~Chris POV~
Chapter 3
Tossing and turning constantly, I couldn't sleep all night. My mind was haunted by the picture Ell had sent me. The image of Ell standing in front of the yellow doors I painted sent chills down my back. Not because of her looks; she's actually very pretty above average on the hotness scale if you ask me. I wouldn't mind hitting on her if she lived out here. The chills came from the fact that she's standing in front of my sister's dark and abandon looking house. The same house that I helped make feel warm and cozy was now looking cold and unoccupied.
Where the hell is Zoey? I stressed over and over again. Boy if she's alive and well, I will so strangle her to death and then hug the crap out her, but what should I do in the mean time. Should I stall on telling our mother? Give it a couple of more weeks while sending Ell on a search and rescue hunt, but what if something really did happened to Zoey. What if she's dead, held hostage, or being tortured? All this time being wasted when I can get the authorities involved."Fuck! Two more weeks; if I don't hear from Zoey, then I'm calling the cops." My mind was set; nothing could convince me to change it.
I stepped out of my old room and sat on the couch. Elbows resting on my knees, and my palms buried in my hair. Lost in thought I didn't know how long I sat like this for.
"Christian," I heard faintly. "Christian! Honey, are you okay?" I heard my mother's voice sounding a little concerned. I opened my eyes realizing that I had fallen asleep.
I started waving my hands dismissively so my mother could go away, but she didn't.
"You look sick and pale." She said while grabbing my arms and examining me from head to toe. "Seems like you lost some weight too! What's going on? Should I be concern? You know you can talk to me honey. Don't shut me out please," she pleaded as if I was in the same state as the time my grandmother passed away.

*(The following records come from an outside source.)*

PR #13527, opened 2026-02-03
menu@cinnamon.org: Replace "Uninstall" context menu item with "App Info"

fredcw:
"Uninstall" calls cinnamon-remove-application, a simple mint only script. Replace with "App Info" to open mintinstall or pamac-manager (many arch based distros) on the app details page so user can view an app's details and optionally uninstall using the OS's software manager. Other distro's GUI software managers could optionally be added later.

Requires: https://github.com/linuxmint/mintinstall/pull/492


fredcw:
oops, messed up the merge conflict.

PR #13582, opened 2026-02-17
gwl: Avoid adding the window again after removal

anaximeno:
This was triggering when using the show window in all workspaces option and was leading the app group representation to an irregular state where removed windows would still be counted and show irresponsible thumbnails.


anaximeno:
Replaced by https://github.com/linuxmint/cinnamon/pull/13599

I sat back and covered both eyes with my arm thinking about that time my grandmother died. She had a stage 4 colon cancer. To my understanding, the cancer was operate-able, but once cut into she had a risk of letting the cancer spread. Knowing my grandmother, she didn't want to have the surgery, but her children pushed her anyways. Why couldn't they accept her decision and let her live? Instead, they shorten her life.
I was sixteen years old at that time. I was crushed, lost sight of reality, and fell deep into depression. I despised everyone around me. They took away the person that meant the most to me. Then I thought of my mother and how angry I was with her, but no matter how hard I tried pushing her away she never left my side. She tried to help me in any way she could. She was being very protective over me making sure I got all the therapy and medication I needed. That's how much my mother cared for me now imagine what she would do if she finds out Zoey is missing.
I clenched my jaw shut tight. Taking in a deep breath, I started to lie. "Mom I'm just stressed out. You know with school, studying for exams, and being in a band. I can't find any time to eat, and I'm just lacking some sleep. That's all."
I tried my best to sound convincing.
Watching her change position, she started to fold her arms. The expression on her face changed from sad as in I hope he's not thinking about suicide to concern as in I hope he's not on drugs. By the look of her, my acting worked, and I knew what was coming next.
She scolded me for two hours lecturing me about the importance of living, how sinful it is for me to be in this band because I was being exposed to drugs, sex, and alcohol, and how much my health is being affected. She begged me to quit the band, to concentrate on school, and to come back to church and sing for God. Sing to God? I didn't mind doing that; I actually thought that he was with my grandmother at every one of our performance, but I wasn't ready to come back to church and sing, not yet at least. There were too many negative memories there.